Crossing Over: An Intellectual and Spiritual Journey from Islam to Christianity

By Nabeel Qureshi - Posted at Answering-Islam.org:



". . . and the truth will set you free."

Dear Seeker,

I thank God Almighty for your devotion to the truth and your desire to lay aside personal comfort for His sake, for He is Truth. Your struggle to get closer to the truth—and thereby closer to God—will be rewarded due to your sincerity and purity of heart. It is for you that I write my testimony.

I myself have always been dedicated to finding the truth, and many extraordinary events have transpired which led me there. I am certain that the miraculous occurrences in my life have all been due to that pure dedication which is readily available to all of us, and not in any way due to skill or accomplishment of my own. Praise be to God, for I asked, and He gave. I sought, and He helped me find. I knocked on the door of truth, and He opened it for me.

My name is Nabeel. Born as a U.S. Citizen in California, I was raised by devout Muslim parents. My mother and father are immigrants from Pakistan and among the most dedicated Muslims I have ever known. My father was an officer in the U.S. Navy, and because of his career I have lived up and down the Atlantic Coast in the United States, as well as in the U.K.

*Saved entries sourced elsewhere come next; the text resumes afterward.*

PR #457, opened 2017-07-11
Add documentation for O2 DAQ (flpproto)

dberzano:


dberzano:
@vascobarroso can you try out the documentation before merging? Thanks!

dberzano:
alisw/alidist#793 is related. In fact this doc should be used with alidist from that branch.

docs/_config.yml
```diff
@@ -22,6 +22,9 @@ menu:
   -
     name: o2-tutorial.html
     label: TUTORIAL (O2)
+  -
+    name: o2-daq-tutorial.html
+    label: TUTORIAL (O2 DAQ)
```
ktf: how about FLP PROTO rather than DAQ?

dberzano: It applies to all O2 DAQ packages. `flpproto`, as explained in the doc, is the "example" package (and by the way at some point it will be renamed to something else according to the authors).

Barthelemy:
+1

vascobarroso:
@dberzano documentation tried on a clean openstack node, works perfectly.
As mentioned via slack, the only change I would do at this point would be - given that they are development instructions - to suggest

```
aliBuild init flpproto@master
```

instead of 

```
aliBuild init flpproto
```

sy-c:
In the doc, it is written: 

Supported platforms
The whole O2 software supports the latest and long-term support versions of all
major Linux software distributions (RHEL/CentOS, Ubuntu, Fedora). In addition,
the two most recent releases of macOS are supported.

I don't think this is true for the hardware-related part... (rorc & readout)

dberzano:
Hi @sy-c, I am referring to a CWG11/WP3/O2 plenary discussion where this was, indeed, decided concerning the entirety of O2 software. Note that the policy (as WP3) is to _allow_ other groups to pick their favorite platform, among the ones we support. The reason why we support a broader range of platforms is that we wanted to make it easier for other groups to pick their favorite, so that the problem for us is no longer technical, but just a policy we leave up to the other groups.

You are probably referring to the fact that the software part of some hardware components will have, as per decision of other WPs, and signed off by WP3, **CC7 as their runtime platform**, which is the one we support the most. In the original document from our side, we say that we provide total support for CC7, and best-effort support for all the rest. If the hardware runs on CC7 nodes, there is really no need for us to even try compiling it on Ubuntu.

We did not elaborate in the tutorial, as it is, well, a tutorial, not a discussion on policies, and we do support multiple platforms for at least the vast majority of our recipes.

Maybe mitigating the sentence would help, let me do that :-)

Thanks for your feedback!

dberzano:
@sy-c I have added a note that explicitly mentions what is supported on all platforms, and what is not (notably, hardware drivers). This should prevent any confusion :-)

sy-c:
Thank you, this warning clarifies well our current HW support policy !

dberzano:
@Barthelemy @sy-c @vascobarroso 

You can now find the page at:

* http://alisw.github.io/alibuild/ (click on the left menu on **TUTORIAL (O2 DAQ)**)
* http://alisw.github.io/alibuild/o2-daq-tutorial.html (direct link)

My mother taught me Urdu and Arabic before I learned English at the age of four. By age five I had read the entire Qur’an in Arabic and had already memorized many chapters. From that time on, my life as a Muslim was used as a model for all the children in the local Islamic communities. Every morning, as soon as my eyes opened, I recited the prayer that was to be read upon waking, thanking Allah for saving me from the death of sleep and for giving me another day to live. I would then proceed to my morning recitation of the Qur’an, following this with the first of the five daily prayers (salaat). Interspersed were many smaller prayers, such as the prayer recited during ceremonial washing (wudhu), the prayers before reciting the Qur’an, the prayers before the morning salaat (fajr), and the prayers immediately after fajr. Then would come the prayers before eating and after eating. Then there were the prayers upon leaving the home and while walking to the bus stop. Soon afterwards I would find myself sitting in class, reciting prayers which ask Allah to give me knowledge and help me learn . . . etc. All of this by 7:30 a.m. But the prayers did not stop there; a devout Muslim’s day is full of the remembrance of God through traditional Islamic methods.

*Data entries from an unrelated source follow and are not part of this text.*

PR #464, opened 2017-07-26
Add kernel devel RPMs to the O2 DAQ guide

dberzano:


dberzano:
@vascobarroso @Barthelemy we were still missing those packages too, for completeness (even if aliDoctor duly warns you)

PR #466, opened 2017-08-09
Add accumulated changes to alibuild

ktf:


dberzano:
For reference: the last thing we miss before merging this will be addressing the library relocation problem as discussed in #420, #387 and #445.

PR #467, opened 2017-08-21
Add check to prevent recursive alienv enter

dberzano:


dberzano:
@ktf see anything stupid?

PR #473, opened 2017-08-28
Add current package to log messages

dberzano:


dberzano:
@ktf I believe this is the only place where the log formatter needs to be changed. The result would be something like:

```
DEBUG:DDS:O2:...
```

when building the **DDS** package as part of an **O2** build.

PR #111, opened 2018-11-05
Implementing beginning of standard lib for Dedukti 2

FranckS:
This is a very early work in progress, but including it now to the main repository would help for discussing with others about the kind of library that we need, as suggested by Frédéric.


rlepigre:
Another thing: I don't know if you have seen, but I added the possibility to define infix operators. It is probably a good idea to use them for addition, multiplication, less than, ...

Note that you cannot define a symbol for (polymorphic) equality yet. However, nothing prevents you to define a local equality symbol `eq_nat` such that `eq_nat &m &n` reduces to `eq Nat &m &n`, and to define a symbol for `eq_nat`. To achieve better we will need implicit arguments, and a more general notion of operator. For now, an operator only corresponds to a symbol (not an arbitrary, closed term).

FranckS:
Damn, I was sure that I did run the tests. Apologies! I'll correct this.

FranckS:
I'll open another pull request to make things cleaner.

PR #121, opened 2018-11-28
[opam] Remove the lambdapi-lsp OPAM package.

### LINKED ISSUE #120: Have a single opam package
@ejgallego: do you mind if I remove the lp-lsp package? It don't feel that it makes much sense to have a separate package since we can install the binary together with `lambdapi`. I don't think that such a small tool deserves more than one package on the central Opam repository anyway. What do you think?

If you agree, what should I do with `lp-lsp/README.md`? The version numbers won't make sense with respect to `lambdapi`, as it was not really versioned before...

ejgallego:
We know include the server in the main package.

Fixes #120


CHANGES.md
```diff
@@ -1,3 +1,7 @@
+### 1.1 ()
```
rlepigre: I guess this should be part of the 1.0 release, that I'm planning to issue as soon as the work on LSP is somewhat ready, and the installation of the emacs mode is done properly.

ejgallego: Oh, I saw the date thus I assumed the release was done. Amending.

rlepigre: Yes sorry, I was planning to release today, and I changed my mind with this single-opam-package thing!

Suffice it to say, my youth was not lost in complacency and disillusionment with religion. I loved Islam with all my heart. The reason for this was not only that Islam was the religion of my parents (though this was surely a factor), but for two other reasons. First, as I had learned it, Islam was a very peaceful religion[1] that taught me to worship God Almighty, and because of this, my family’s devoted practice was not in vain: we were the happiest and most tightly-knit family that I (and many of my friends) had ever seen. Second, I had learned to defend Islam using reason and evidence. My parents taught me never to believe anything blindly, and as such they provided me with an apologetic stance on Islam (i.e. one that focuses on reason and evidence as a defense of the faith). Being naturally inquisitive, I greatly appreciated this approach to religion.

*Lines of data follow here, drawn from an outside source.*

PR #128, opened 2018-12-13
Termination checker output

GuillaumeGen:
A new option --termination outputing a file for the termination competition format (XTC).
However, since there is no category including dependent types yet, I had to enrich the XTC syntax to handle it.


src/lambdapi.ml
```diff
@@ -95,6 +108,9 @@ let spec =
     ; ( "--confluence"
       , Arg.String (fun cmd -> confluence_checker := Some(cmd))
       , "<cmd> Runs the given confluence checker." )
+    ; ( "--termination"
```
fblanqui: It should be explained somewhere in lambdapi.ml or USER_MANUAL.md what happens if there are several --confluence or --termination flags.

src/menhir_parser.mly
```diff
@@ -282,4 +282,8 @@ term:
   | x=ID COLON a=aterm FARROW t=term {
       make_pos $loc (P_Abst([(make_pos $loc(x) x, Some(a))], t))
     }
+  | L_PAR x=ID COLON t=aterm DEFEQ b=aterm R_PAR FARROW u=term {
```
fblanqui: Why do you change the grammar? It doesn't seem related to termination checking.

GuillaumeGen: Indeed, I branched on the wrong commit, I will change this right now.

GuillaumeGen:
I close this PR and open a better one.

fblanqui:
You do not need to close the PR, do you? You can just update your branch.

Le 13/12/2018 à 16:09, GuillaumeGen a écrit :

GuillaumeGen:
I indeed could have suppress unrelated modifications, but it would have induced more commits and a dirty tree. I know that having a clean tree is not our main, but since it cost me almost nothing to do it cleanly.

rlepigre:
No, you can force-push. That is the usual way of doing it, but only on a personal branch.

Islam was not just my religion, it was the whole structure of my life. Born into and raised in Islam, it was my heart’s blood. Laying the foundation for how a youth should live, Islam was the framework and the blueprint of my life. Edified by apologetics, I challenged its opponents and called everyone else to it. It was here, standing atop the minaret of Islamic life, that Christ called out to me.